No matter what you use you will need an extra program to help you record system sound.

 Quicktime Screen Recording 

By default this is the simplest way to record your screen on a Mac. The downside is that it can also be unreliable, as even on a professional workstation, this form of recording sets it's own quality. So while worth trying, it will not work for all purposes.

 IMPORTANT: Audio Workarounds 

One thing that the Mac OS will not let you do by itself is record the sound output of your computer, at least not by default.

To this end there are multiple free or open source audio re-routing programs that exist that allow you to overcome this hurdle.

If you have a Mac with an OS more recent than OS Catalina, Blackhole is a popular solution. (Installation and configuration shown in both the youtube tutorials here.)


If you have a mac running Catalina or older iShowU Audio Capture functions identically, but was designed for those systems. (So after completing installation, you could follow all the steps associated with Blackhole in that video.)

While this is a bit more technical than most Mac users are used to, it's by no means beyond the average user to get working.

 Alternative: OBS Studio 

If you are willing to put in a little bit more work than Quicktime, Open Broadcaster Software is an amazing open source piece of software, used by most live streamers, that will give you far more control and the ability to composite live (if you're interested and if your computer can handle that.)

The main advantage of OBS over Quicktime is that OBS will auto configure in order to find a more stable quality level and framerate for your recordings, rather than having the framerate dive like you can commonly see with Quicktime.

The tutorial linked here deals with adding both a display capture and a webcam capture, but you can omit the webcam if you do not need it.

 Screen Recording 

with an iPhone

Screen recording an iOS device has gotten significantly easier with the iOS 15 update.

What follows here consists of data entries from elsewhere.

PR #3310, opened 2025-11-18
Smart contract integration

grumbach:
- ✅ review/merge AFTER #3302
- implements an actual smart contract instead of the disk mock
- integration in evmlib and ant-evm
- integration in node and client of the new smart contract use
- integrates new EVM vars for this new smart contract
- makes those EVM vars available in testnets through antctl
- significantly improves CLI side printing of upload progress for better understandability
- fixes MANY BUGS


ant-evm/src/merkle_payments/merkle_payment.rs
```diff
@@ -187,9 +185,9 @@ pub struct MerklePaymentCandidatePool {
     /// The midpoint proof from ant-evm's merkle_tree module
     pub midpoint_proof: MidpointProof,
 
-    /// Candidate nodes for this pool (should be 20 nodes)
+    /// Candidate nodes for this pool (exactly 20 nodes)
```
maqi: thought it has been changed to 16 ?
anyway, better use the const of CANDIDATES_PER_POOL here ?

ant-node/src/put_validation.rs
```diff
@@ -1142,35 +1142,19 @@ impl Node {
...
-            }
-        };
-
-        if proof.address != target_xorname {
+        if proof.address.0.to_vec() != target_address.as_bytes() {
             let error_msg = format!(
                 "Merkle proof address mismatch: proof is for {:?} but data is at {:?}. \
                  This prevents reusing a proof paid for one address to store data at another address.",
-                proof.address, target_xorname
+                hex::encode(proof.address.0),
```
maqi, line 1156: both addresses has a readable debug format, which doesn't need the extra `hex::encode` here ?

ant-node/src/put_validation.rs
```diff
@@ -1230,26 +1235,27 @@ impl Node {
...
-            .network()
-            .get_n_closest_peers(&reward_pool_address, CANDIDATES_PER_POOL)
-            .await
-        {
+        // Verify network topology (>50% of paid nodes in closest)
+        // Get closest peers to the midpoint address (same address the client used to collect candidates)
+        const TOPOLOGY_CHECK_NODE_COUNT: usize = CANDIDATES_PER_POOL * 2;
+        let midpoint_address = proof.winner_pool.midpoint_proof.address();
+        let reward_pool_address = NetworkAddress::ChunkAddress(ChunkAddress::new(midpoint_address));
+        let all_closest_peers = match self.network().get_closest_peers(&reward_pool_address).await {
```
maqi, line 1242: This one only gives K_VALUE (20) peers.
Actually, the kad::get_closest_peers can only give max 20 entries in the result.

I don't think it is necessary to expand to TOPOLOGY_CHECK_NODE_COUNT (32).
Just fetch 20, and ensure:
* at least 50% still alive
* for those disappeared, they shall still be within certain distance range (say 10*responsible_range, or no farther than 1st full-bucket)

autonomi/src/client/merkle_payments/payments.rs
```diff
@@ -74,61 +75,136 @@ impl Client {
...
         data_size: usize,
         merkle_payment_timestamp: u64,
-    ) -> Result<Vec<MerklePaymentCandidateNode>, MerklePaymentError> {
-        // Get 20 closest peers to target
+    ) -> Result<[MerklePaymentCandidateNode; CANDIDATES_PER_POOL], MerklePaymentError> {
+        // Request from 25% more peers than needed to provide fault tolerance
+        // This allows up to 25% of peers to fail without blocking the payment
+        // We'll select the 20 closest successful responses to ensure we get the actual
+        // closest nodes to the target, not just any 20 that respond
+        const PEERS_TO_QUERY: usize = CANDIDATES_PER_POOL + (CANDIDATES_PER_POOL / 4);
```
maqi, line 89: kad::get_closest_peers won't give a result of having more than K_VALUE peers.

will have to stay with the 20, or have to use the req/rsp DM to build up the list manually, as to what PR https://github.com/maidsafe/autonomi/pull/3319 does.

autonomi/src/client/merkle_payments/payments.rs
```diff
@@ -74,61 +75,136 @@ impl Client {
...
         }
 
-        Ok(candidates)
+        // Sort successful candidates by distance to target and take the 20 closest
+        successful_candidates.sort_by_key(|(peer_id, _candidate)| {
+            let peer_addr = NetworkAddress::from(*peer_id);
+            network_addr.distance(&peer_addr)
+        });
+
+        // Take the 20 closest successful responses
```
maqi: CANDIDATES_PER_POOL

autonomi/src/networking/mod.rs
```diff
@@ -164,7 +164,7 @@ impl Network {
     /// This will start the network driver in a background thread, which is a long-running task that runs until the [`Network`] is dropped
     /// The [`Network`] is cheaply cloneable, prefer cloning over creating new instances to avoid creating multiple network drivers
     pub fn new(bootstrap: Bootstrap) -> Result<Self, NoKnownPeers> {
-        let (task_sender, task_receiver) = mpsc::channel(100);
+        let (task_sender, task_receiver) = mpsc::channel(10);
```
maqi: why need to change?
sounds bit risky for such a low number, when need to handle large batch of chunks ?

autonomi/src/self_encryption/stream_encryption.rs
```diff
@@ -48,6 +48,30 @@ pub struct StreamProgressState {
     total_estimated_chunks: usize,
 }
 
+/// Creates a data iterator from a file path that reads the file in chunks
+fn create_file_data_iterator(file_path: &str) -> std::io::Result<impl Iterator<Item = Bytes>> {
```
maqi, line 52: this sounds like a duplicated function to have.
requiring this may indicate some duplicated logic design

autonomi/src/self_encryption/stream_encryption.rs
```diff
@@ -196,42 +220,65 @@ impl EncryptionStream {
...
-                })?;
-                Ok(())
-            });
-
-            // once we're done, send the datamap to the datamap channel
-            match result {
-                Ok(datamap) => {
-                    // Send the DataMap result
+        // Spawn a thread to handle streaming encryption
+        std::thread::spawn(move || {
```
maqi, line 224: why not use the same previous `streaming_encrypt_from_file` function ?
so that there is no need to construct data_iter manually

evmlib/src/contract/merkle_payment_vault/mod.rs
```diff
@@ -0,0 +1,364 @@
...
+            networkDensity: metrics
+                .network_density
+                .map(|d| U256::from_be_bytes(d))
+                .unwrap_or_default(),
+            networkSize: metrics.network_size.map(U256::from).unwrap_or_default(),
+        }
+    }
+}
+
+fn data_type_conversion(data_type: u32) -> u8 {
```
maqi: this is a duplicated function that better to use the existing one,
to avoid future maintainence hassle

evmlib/src/merkle_batch_payment.rs
```diff
@@ -85,14 +99,16 @@ pub struct OnChainPaymentInfo {
     pub paid_node_addresses: Vec<(RewardsAddress, usize)>,
 }
 
-/// Disk-based Merkle payment contract (temporary implementation)
+#[cfg(any(test, feature = "test-utils"))]
+/// Disk-based Merkle payment contract (mock for testing)
 ///
 /// This simulates smart contract behavior by storing payment data to disk.
-/// Replace this entire implementation with a real smart contract when ready.
+/// Only available for testing.
```
maqi, line 106: put a TODO to highlight ?
or put under any feature guard ?

maqi (changes requested):
Be noted that kad::get_closest_peers only returns max 20 peers

Also, seems there is some duplicated functions in evm, and un-necessary data_iter that self_encryption crate already do the job.

ant-node/src/put_validation.rs
grumbach: The debug format truncates the address, making it impossible to copy/paste for debugging later, which is why I used hex

ant-node/src/put_validation.rs
grumbach: Make sense!

autonomi/src/client/merkle_payments/payments.rs
grumbach: Here since CANDIDATES_PER_POOL=16 PEERS_TO_QUERY equals 20 which is the limit! The comment is indeed misleading as we use to have CANDIDATES_PER_POOL=20. 
Fixed!

autonomi/src/networking/mod.rs
grumbach: This was part of experiments to reduce the memory impact. Turns out it didn't change anything, so reverting to 100!

autonomi/src/self_encryption/stream_encryption.rs
grumbach: Sounds very generic indeed but couldn't find one, do you have the duplicated one in mind?

autonomi/src/self_encryption/stream_encryption.rs
grumbach: `streaming_encrypt_from_file` is the old clunky streaming API which we ought to deprecate down the road, so replaced it with the new simpler `stream_encrypt`. Although I agree that we might want to offer a file to data iter API along with it...

evmlib/src/merkle_batch_payment.rs
grumbach: It's feature gated (check above):
```
#[cfg(any(test, feature = "test-utils"))]
```

ant-node/src/put_validation.rs
maqi: if they are NetworkAddress, then it shall be the full hex to be output, not the truncated one.

autonomi/src/self_encryption/stream_encryption.rs
maqi: the self_encryption crate already do this job, if stay with the existing API calls

autonomi/src/self_encryption/stream_encryption.rs
maqi: that's somehow not related to the work of this PR.
better leave it for the later on separated PR

autonomi/src/client/merkle_payments/payments.rs
maqi: The comment better to emphasize the max returned candidates will be capped at 20.

the current 25% wording indicates the candidates fetched can be at any size

ant-node/src/put_validation.rs
grumbach: Those are XorNames are you suggesting to make them NetworkAddresses? In that case what type?

maqi (approved):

 Screen Record (iOS Built-In App)

In one of the recent iOS updates, Apple uncrippled it's built in screen recorder on iOS by allowing it to record the system sound of the device and not just the internal microphone. This is done easily with Screen Recording feature accessible from the control center menu. You can check out this YouTube tutorial for step by step instructions. 

 Alternative: Tether to Quicktime

The best way to record iOS apps on older iPhones (iOS 8 or later) is to "tether" the phone to your mac. This is done by connecting to your mac via USB, opening Quicktime and recording your phone through the Quicktime App. Note that you must select "Trust this computer" or your phone will not be accessible. You can check out the youtube tutorial to the right for more information.

 Screen Recording 

with an Android Device

Screen recording an Android Device is relatively easy with the built-in functions of the device as well as with a free app.

 Screen Record (Android Built-In App)

As of at least Android 11, the built in screen recorder for Android does everything you need it to do. It will allow you to record your phone’s screen along with your choice of audio (silent, media sounds only, media sounds and voice notes.)

 Alternative: XRecorder 

If for some reason you cannot access Screen Record on your phone, the free version of the app XRecorder is a possible alternative. The app gives you significantly more control then the built-in app, but is also a bit less user friendly as a result, you can check out more information on it in this youtube video.

Android Recording - 1.jpg

Swipe down from the top of your screen (revealing the Quick Settings Menu).